Diğer taraftan siyaseten de kabul edilemez. AK Parti bütün tarihi boyunca milli irade, milli iradenin dokunulmazlığı üzerinden bir siyaset yaptı. Şimdi doğrudan milli iradenin gasp edilmesinden bahsediyoruz. Yani burada tam bir gasp var. İnsanlara “siz seçim yapmasını bilmiyorsunuz” diyen bir anlayış var. Sadece belediye başkanı değil, belediye meclisinde de doğru adamları seçemiyorsunuz, diyen bir anlayış var. Şimdi bunu siz demokratik siyaset içerisinde savunamazsınız. Kaldı ki 2016’nın şartları da yok. Yani 2016 döneminde bir şiddet ortamı vardı. Bir darbe teşebbüsü gerçekleşmişti ve orada hükümet olağanüstü hal döneminde her türlü olağanüstü yasayı geliştirebilecek bir ruhi atmosfere sahip olmuştu. Böyle bir atmosfer vardı. Ama şu anda öyle bir atmosfer de yok. O atmosferde insanları ikna etme şansı da vardı biraz. Kürtleri değil ama.

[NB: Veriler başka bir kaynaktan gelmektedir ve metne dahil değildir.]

PR #2452, opened 2021-02-07
Disallow system updates on closing windows

rueter37:
System changes are applied now after the window has been closed. This fixes a cosmetic bug in "Vampires Dawn" when you interact with the graves in the graveyard in "Asgars Schloss", the message window uses a different system graphic. But as soon as the window starts closing, the system graphic switches back to the default system graphic which looks a bit awkward. This PR fixes this by applying the change after the window has been closed. You can reproduce the bug and confirm the fix with this savegame: [Save01.zip](https://github.com/EasyRPG/Player/files/5939146/Save01.zip).

### DIFF
--- a/src/window_selectable.cpp
+++ b/src/window_selectable.cpp
@@ -123,8 +123,13 @@ void Window_Selectable::UpdateArrows() {
 }
 
 // Update
-void Window_Selectable::Update() {
-	Window_Base::Update();
+void Window_Selectable::Update(bool block_system_change) {
+	if (block_system_change) {
+		Window::Update();
+		Window_Base::UpdateMovement();
+	} else {
+		Window_Base::Update();
+	}
 	if (active && item_max > 0 && index >= 0) {
 		if (Input::IsRepeated(Input::DOWN) || Input::IsTriggered(Input::SCROLL_DOWN)) {
 			if (index < item_max - column_max || column_max == 1) {
--- a/src/window_message.cpp
+++ b/src/window_message.cpp
@@ -381,7 +381,7 @@ void Window_Message::Update() {
 
 	const bool was_closing = IsClosing();
 
-	Window_Selectable::Update();
+	Window_Selectable::Update(IsClosing());
 	number_input_window->Update();
 	gold_window->Update();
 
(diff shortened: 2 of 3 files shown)


src/window_selectable.cpp
```diff
@@ -123,8 +123,13 @@ void Window_Selectable::UpdateArrows() {
 }
 
 // Update
-void Window_Selectable::Update() {
-	Window_Base::Update();
+void Window_Selectable::Update(bool block_system_change) {
+	if (block_system_change) {
+		Window::Update();
+		Window_Base::UpdateMovement();
```
fmatthew5876, line 129: This is a gross hack, especially in #2451 where these 2 lines just appear and is totally not obvious why.

You should either:
1. Refactor the update routines so that all child classes must explicitly call an `UpdateSystemGraphic()` in their update routines.
2. Add some member variable flag or virtual function which says whether or not to update the system graphic and adjust it / call it as needed.

Basically lets make "should we update the system graphic?" a first class concept of the `Window` classes

fmatthew5876 (changes requested):
See inline comment

Ghabry:
> Refactor the update routines so that all child classes must explicitly call an UpdateSystemGraphic() in their update routines.

Imo just removing ``UpdateSystemGraphic`` would work. The only case where a live update is even possible is on map and battle.

The only way to update the system graphic is via ``CommandChangeSystemGraphics``.
Like e.g. with ```ChipsetUpdated`` there could be a ```SystemGraphicUpdated`` callback invoked on map and battle scene which invokes ``SetWindowskin(Cache::SystemOrBlack());`` on all windows.

rueter37:
I'm sorry to disappoint but I'm giving up here. This is way above my skill level (Honestly I don't know why I have tried that at all in the first place).

Ghabry:
Please don't take this personal. We appreciate all your contributions!

Even if they don't meet our "standards" they are usually a great base to work on (or give a hint where the problem is).

rueter37:
Thank you for the positive response despite my endless negativity, I really appreciate it! Of course I will continue contributing to the EasyRPG project, because as a "Vampires Dawn" fan (and RPG Maker 2k/2k3 games in general - for nostalgia reasons) I have a genuine personal interest that EasyRPG reaches the 1.0 release someday. As an amateur in programming I try to stick to the issues which are easier to fix, but I have underestimated this one.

Mesela o atmosferden dolayıdır ki örneğin bu kayyımlara getirilen düzenlemeye karşı da Anayasa Mahkemesi’ne gidilmedi. HDP ve HDP belediyeleri ile ortak görünmekten imtina etti diğer muhalefet partileri. Ama şu anda öyle bir durum da yok. Haklarında kayyım tasarrufu yapılan belediye başkanlarının hukuki durumlarında hiçbir değişiklik yok. Yani Ahmet Türk’ün 31 Mart’taki durumu ne ise şimdiki durumu da öyle. Diğer belediye başkanları için de aynısı. O zaman bunun bir hukuki gerekçe değil, tamamıyla bir siyasi gerekçe olduğu çok net bir şekilde ortaya çıkıyor.
Savunulabilecek bir pozisyon değil iktidar açısından. Bu ifadeleri kullanmaları, kayyımdan kaçınmaları, geçici görevlendirme demelerinin en önemli sebeplerinden bir tanesi bu olsa gerek.
Televizyonlarda kıymeti kendinden menkul bazı stratejistler tarafından hâlâ kuzey ve doğu Suriye’ye operasyon hazırlıkları yapılıyor…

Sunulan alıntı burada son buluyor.